Common Commercial Underwriting Guidelines
Commercial loans are underwritten on a case by case basis. Every loan application is unique and evaluated on its own merits, but there are a few common criteria lenders look for in commercial loan applications.
A key component in making an underwriting evaluation is the debt coverage ratio (DCR). The DCR is defined as the monthly debt compared to the net monthly income of the property in question. Using a DCR of 1:1.10 a lender is saying that tey are looking for a $1.10 in net income for each $1.00 mortgage payment. Typically they will determine the DCR ratio based on monthly figures, the monthly mortgage payment compared to the monthly net income. The higher the DCR ratio is the more conservative the lender. Most lenders will never go below a 1:1 ratio (a dollar of debt payment per dollar of income generated). Anything less then a 1:1 ratio will result in a negative cash flow situation raising the risk of the loan for the lender. DCR's are set by property type and what a lender perceives the risk to be. Today, apartment properties are considered to be the least risky category of investment lending. As such, lenders are more inclined to use smaller DCR's when evaluating a loan request. Make sure that you are familiar with a lender's DCR policy prior to spending money on an application. Ask them to give you a preliminary review of the investment property that you want to purchase. Information is free, mistakes are not.
Loan to Value
Unlike residential lending, commercial investment properties are viewed more conservatively. Most lenders will require a minimum of 20% of the purchase price to be paid by the buyer. The remaining 80% can be in the form of a mortgage provided by either a bank or mortgage company. Some commercial mortgage lenders will require more than 20% contribution towards the purchase from the buyer. What a bank/lender will do is subject to their appetite and the quality of the buyer and the property. Loan to value is the percentage calculation of the loan amount divided by purchase price. If you know what a lender's LTV requirements are, you can also calculate the loan amount by multiplying the purchase price by the LTV percentage. Keep in mind that the purchase price must also be supported by an appraisal. In the event that the appraisal shows a value less then the purchase price, the lender will use the lower of the two numbers to determine the loan that will be made.

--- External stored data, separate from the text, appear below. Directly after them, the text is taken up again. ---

PR #12, opened 2016-03-10
Helper code to reduce repetition in per-API libraries

jskeet:
(Needs tests, but wanted to get API shape right first)

### DIFF
--- a/src/Google.Api.Gax/Api/Gax/ClientHelper.cs
+++ b/src/Google.Api.Gax/Api/Gax/ClientHelper.cs
@@ -1,0 +1,162 @@
+﻿/*
+ * Copyright 2016 Google Inc. All Rights Reserved.
+ * Use of this source code is governed by a BSD-style
+ * license that can be found in the LICENSE file or at
+ * https://developers.google.com/open-source/licenses/bsd
+ */
+using Google.Apis.Auth.OAuth2;
+using Grpc.Auth;
+using Grpc.Core;
+using System;
+using System.Collections.Generic;
+using System.Linq;
+using System.Threading;
+using System.Threading.Tasks;
+
+namespace Google.Api.Gax
+{
+    /// <summary>
+    /// Common helper code shared by clients.
+    /// </summary>
+    public class ClientHelper
+    {
+        private readonly Func<DateTime?> _deadlineCalculator;
+
+        /// <summary>
+        /// Constructs a helper from the given settings. These are expected to be cloned
+        /// already, and not changed afterwards.
+        /// </summary>
+        /// <param name="settings">The service settings.</param>
+        public ClientHelper(ServiceSettingsBase settings)
+        {
+            _deadlineCalculator = GetDeadlineCalculator(settings);
+        }
+
+        /// <summary>
+        /// Returns a function which will compute a deadline suitable for the clock and timeout
+        /// currently in effect in the given settings.
+        /// </summary>
+        /// <remarks>
+        /// Later changes made to the clock and timeout in the settings will not affect the returned delegate.
+        /// </remarks>
+        /// <returns>A delegate which computes a deadline.</returns>
+        private static Func<DateTime?> GetDeadlineCalculator(ServiceSettingsBase settings)
+        {
+            var timeout = settings.Timeout;
+            if (timeout == null)
+            {
+                return () => null;
+            }
+            else
+            {
+                IClock clock = settings.Clock ?? SystemClock.Instance;
+                TimeSpan actualTimeout = timeout.Value;
+                // Important: this lambda expression doesn't capture settings
+                return () => clock.GetCurrentDateTimeUtc() + actualTimeout;
+            }
+        }
+
+        /// <summary>
+        /// Builds a suitable <see cref="CallOptions"/> taking service settings into account,
+        /// along with a call-specific cancellation token and override mechanism.
+        /// </summary>
+        /// <param name="cancellationToken">The cancellation token to use for this call.</param>
+        /// <param name="callOptionsOverride">Optional options override delegate.</param>
+        /// <returns></returns>
+        public CallOptions BuildCallOptions(
+            CancellationToken cancellationToken,
+            Func<CallOptions, CallOptions> callOptionsOverride)
+        {
+            var callOptions = new CallOptions(
+                deadline: _deadlineCalculator(),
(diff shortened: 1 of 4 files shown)


src/Google.Api.Gax/Api/Gax/ClientHelper.cs
```diff
@@ -0,0 +1,121 @@
...
+        /// <param name="suppliedCredentialScopes">The credential scopes supplied by the client, if any. These are cloned if not null.</param>
+        /// <param name="defaultCredentialScopes">The credential scopes to apply if none are supplied. These are not expected to change.</param>
+        /// <param name="clientFactory">The factory delegate which creates a client given the relevant credentials, service settings and endpoint.</param>
+        /// <returns>A task which, when completed, will have a result of the newly constructed client.</returns>
+        public static async Task<TClient> CreateFromDefaultCredentialsAsync<TClient, TSettings>(
+            TSettings settings,
+            ServiceEndpointSettings serviceEndpointSettings,
+            IEnumerable<string> suppliedCredentialScopes,
+            IEnumerable<string> defaultCredentialScopes,
+            Func<ChannelCredentials, TSettings, ServiceEndpointSettings, TClient> clientFactory)
```
chrisdunelm: Most of these parameters could be passed into the constructor - settings, serviceEndpointSettings, defaultCredentialScopes, clientFactory
The class would need making generic in TClient and TSettings, which seems fine to me.

src/Google.Api.Gax/Api/Gax/ServiceEndpointSettings.cs
```diff
@@ -60,5 +61,19 @@ public string Host
...
         };
+
+        /// <summary>
+        /// Creates a channel for the host and port in this object, with defaults for unspecified values.
+        /// </summary>
+        /// <param name="defaultHost">The host to use if <see cref="Host"/> is null. Must not be null.</param>
+        /// <param name="defaultPort">The port to use if <see cref="Port"/> is null.</param>
+        /// <param name="credentials">The credentials to use with the channel. Must not be null.</param>
+        /// <returns></returns>
+        public Channel CreateChannel(string defaultHost, int defaultPort, ChannelCredentials credentials)
```
chrisdunelm: Should this method be in the settings class? This puts functionality into a class that currently just expresses configuration.
I'd rather see this as a static method in ClientHelper.

As a user having this public method here might be confusing. ServiceEndpointSettings is a class that users are expected to directly interact with (via a concrete service-specific settings class, inherited from this), and having this public method here may well be confusing, not least because they might think this they are meant to call themselves to get a channel.
This method is purely for our internal use, so I think it's better suited on ClientHelper, which is also purely for our internal use.
(and on ServiceSettingsBase.GetDeadlineCalculator)

jskeet: Could do, sure. If it weren't for it being a public class that users would interact with, I think it would still make sense where it is - but yes, I'm happy to move it to avoid confusion.

jskeet: Done (pushing commit now.)

src/Google.Api.Gax/Api/Gax/ClientHelper.cs
```diff
@@ -0,0 +1,146 @@
...
+            var timeout = settings.Timeout;
+            if (timeout == null)
+            {
+                return () => null;
+            }
+            else
+            {
+                IClock clock = settings.Clock ?? SystemClock.Instance;
+                TimeSpan actualTimeout = timeout.Value;
+                // Important: this lambda expression doesn't capture "this"
```
chrisdunelm: ...doesn't capture "settings"

src/Google.Api.Gax/Api/Gax/ServiceEndpointSettings.cs
chrisdunelm: Can this CreateChannel method be moved too? For the same reason as GetDeadlineCalculator

jskeet: Done, with corresponding commit in gcloud-dotnet as well.

src/Google.Api.Gax/Api/Gax/ClientHelper.cs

For businesses less than three years old, personal credit of principals will be evaluated. This may hold true for longer periods of time for tightly held companies. For corporations, business performance and credit ratings will be evaluated with a proven track record.
Fair Market Value and Fair Market Rent will be analyzed. Special use property may require additional underwriting. Age, appearance, local market, location, and accessibility are some other factors considered.